Bender's presentation of ${\rm Sp}(4,\mathbb{Z})$ is on the generators
$K = \left(\begin{array}{rrrr}1&0&0&0\\\\ 1&-1&0&0\\\\ 0&0&1&1\\\\ 0&0&0&-1 \end{array}\right),\ \ \ L=\left(\begin{array}{rrrr}0&0&-1&0\\\\ 0&0&0&-1\\\\ 1&0&1&0\\\\ 0&1&0&0 \end{array}\right).$
and the relations are as follows. (I won't typeset this in case anyone wants to cut and paste!)
K^2=1,
L^12=1,
K*L^7*K*L^5*K*L = L*K*L^5*K*L^7*K,
L^2*K*L^4*K*L^5*K*L^7*K = K*L^5*K*L^7*K*L^2*K*L^4,
L^3*K*L^3*K*L^5*K*L^7*K = K*L^5*K*L^7*K*L^3*K*L^3,
(L^2*K*L^5*K*L^7*K)^2 = (K*L^5*K*L^7*K*L^2)^2,
L*(L^6*K*L^5*K*L^7*K)^2 = (L^6*K*L^5*K*L^7*K)^2*L,
(K*L^5)^5 = (L^6*K*L^5*K*L^7*K)^2.
I used a combination of brute force search and useful intermediate matrices (including those used by Tom De Medts in his comment to the original post), to get words for $T,A,B$ in terms of $K,L$. They are easily checked once you have them.
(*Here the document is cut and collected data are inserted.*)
PR #285, opened 2021-12-02
Validate categories in dummy data validation

rebkwok:
Validates that category columns in dummy data contain valid categories

### DIFF
--- a/cohortextractor2/validate_dummy_data.py
+++ b/cohortextractor2/validate_dummy_data.py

T = (L^-2*K*L^-5*K*L^-5*K*L^2*K)^-2*L,
A = L^-3*(L^-2*K*L^-5*K*L^-5*K*L^2*K)^-2,
B = (L*K*L^-2*K*L^5*K*L^5*K*L^2*L*K*L^-2*K*L^5*K*L^5*K*L^2*L^-1)^5*L^2*K*L^4*(L^-2*K*L^-5*K*L^-5*K*L^2*K)^2*T^-5*L^2*K*L^4*(L^-2*K*L^-5*K*L^-5*K*L^2*K)^-2*L^-4*K*L^-2.
Then a coset enumeration shows almost instantly that the index of the subgroup generated by $T,A,B$ in the group defined by Bender's presentation is 6.
The fact that the index is 6 in the original problem does not actually depend on the fact that this is a complete presentation of ${\rm Sp}(4,\mathbb{Z})$ - only that the relations of the presentation are satisfied in ${\rm Sp}(4,\mathbb{Z})$.